* [Records supplied]:
Issue #1034, opened 2024-06-11
CLI: Support validations with references to other build info dirs


ericglau:
Users may want to validate storage layout compatibility between contracts in different versions (branches or tags) of a repo.  Each distinct version may have its own build-info dir.

Consider supporting multiple build-info dirs, and allow the `--reference` parameter or `@custom:oz-upgrades-from` annotation to specify the specific build-info dir as a further qualifier. 

Originally requested in https://forum.openzeppelin.com/t/storage-layout-verification-on-complex-projects/40773

PR #1062, opened 2024-08-16
CLI: Support `--referenceBuildInfoDirs` option

ericglau:
In some project setups, users of the [Upgrades Core CLI](https://docs.openzeppelin.com/upgrades-plugins/1.x/api-core) may not want to change the names of upgradeable contracts for every new version that they deploy.  Instead, they just change the source code and want to perform storage layout comparisons with a previous version of their repository (e.g. from a different branch).

This PR provides a `--referenceBuildInfoDirs` option that takes a comma-separated list of additional build info directories that can be referenced for storage layout comparisons.  These build info directories can be built from previous versions of the project repository, containing the build artifacts (including storage layouts) of previously deployed versions of contracts.

When using this option, refer to one of these directories using prefix `<dirName>:` before the contract name or fully qualified name in the `--reference` option or `@custom:oz-upgrades-from` annotation, where `<dirName>` is the directory short name. Each directory short name must be unique.

Example usage:
1. From an older branch containing previously deployed versions of contracts, [compile the contracts with storage layouts](https://docs.openzeppelin.com/upgrades-plugins/1.x/api-core#compile_contracts_with_storage_layouts) and save a copy of the resulting build-info directory (defaults are `artifacts/build-info` for Hardhat projects or `out/build-info` for Foundry projects), renaming it to a unique name.  For example, `build-info-v1`.
2. From the current branch containing the new versions of contracts that you want to upgrade to, [compile the contracts with storage layouts](https://docs.openzeppelin.com/upgrades-plugins/1.x/api-core#compile_contracts_with_storage_layouts) for the new versions.
3. If you want to compare the storage layout of a contract called `MyContract` with its previous version, run the CLI command like:
```
npx @openzeppelin/upgrades-core validate --referenceBuildInfoDirs /old-builds/build-info-v1 --contract MyContract --reference build-info-v1:MyContract
```

Fixes https://github.com/OpenZeppelin/openzeppelin-upgrades/issues/1034


ericglau:
Here is a local development build that I packaged locally, in case anyone wants to try this out.
[openzeppelin-upgrades-core-v1.36.0.tgz](https://github.com/user-attachments/files/16641754/openzeppelin-upgrades-core-v1.36.0.tgz)
For testing purposes, you can install this in your project dependencies using a file url, e.g.
```
"@openzeppelin/upgrades-core": "file:///my-dir/openzeppelin-upgrades-core-v1.36.0.tgz",
```
Then follow the example in the description.

packages/core/src/cli/validate.ts
```diff
@@ -151,6 +155,10 @@ function getUnsafeAllowKinds(unsafeAllow: string | undefined): ValidationError['
   return unsafeAllowTokens as errorKindsType[];
 }
 
+function getReferenceBuildInfoDirsArray(referenceBuildInfoDirs: string | undefined): string[] | undefined {
+  return referenceBuildInfoDirs !== undefined ? referenceBuildInfoDirs.split(/,+/) : undefined;
```
Amxx, line 159: Does that work with typescript type system ?

```suggestion
  return referenceBuildInfoDirs?.split(/,+/);
```

Amxx (approved):
Lot to look at, and difficult to keep track when you are not familiar with the CLI's code, but it looks good to me !

PR #1065, opened 2024-08-22
CLI: Support `--exclude` option

### LINKED ISSUE #849: CLI: UpgradeableBeacon incorrectly detected as upgradeable implementation
UpgradeableBeacon is incorrectly detected as an upgradable implementation because it has a function with signature `upgradeTo(address)`, which causes it to "look" like a UUPS implementation, even though this function is for the beacon itself and not related to UUPS.

Steps to reproduce:
1. Install https://github.com/OpenZeppelin/openzeppelin-contracts-upgradeable/ using Foundry
2. Run upgrades core CLI
3. The following error occurs:
```
lib/openzeppelin-contracts/contracts/proxy/beacon/UpgradeableBeacon.sol:UpgradeableBeacon

      lib/openzeppelin-contracts/contracts/proxy/beacon/UpgradeableBeacon.sol:31: Contract `UpgradeableBeacon` has a constructor
          Define an initializer instead
          https://zpl.in/upgrades/error-001
      
      lib/openzeppelin-contracts/contracts/access/Ownable.sol:38: Contract `Ownable` has a constructor
          Define an initializer instead
          https://zpl.in/upgrades/error-001
```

* [Problem details]: Reply with the lines from the one that contains "### LINKED ISSUE" through the last line of the material above, copied exactly and nothing else.

* [Expected answer]:
### LINKED ISSUE #849: CLI: UpgradeableBeacon incorrectly detected as upgradeable implementation
UpgradeableBeacon is incorrectly detected as an upgradable implementation because it has a function with signature `upgradeTo(address)`, which causes it to "look" like a UUPS implementation, even though this function is for the beacon itself and not related to UUPS.

Steps to reproduce:
1. Install https://github.com/OpenZeppelin/openzeppelin-contracts-upgradeable/ using Foundry
2. Run upgrades core CLI
3. The following error occurs:
```
lib/openzeppelin-contracts/contracts/proxy/beacon/UpgradeableBeacon.sol:UpgradeableBeacon

      lib/openzeppelin-contracts/contracts/proxy/beacon/UpgradeableBeacon.sol:31: Contract `UpgradeableBeacon` has a constructor
          Define an initializer instead
          https://zpl.in/upgrades/error-001
      
      lib/openzeppelin-contracts/contracts/access/Ownable.sol:38: Contract `Ownable` has a constructor
          Define an initializer instead
          https://zpl.in/upgrades/error-001
```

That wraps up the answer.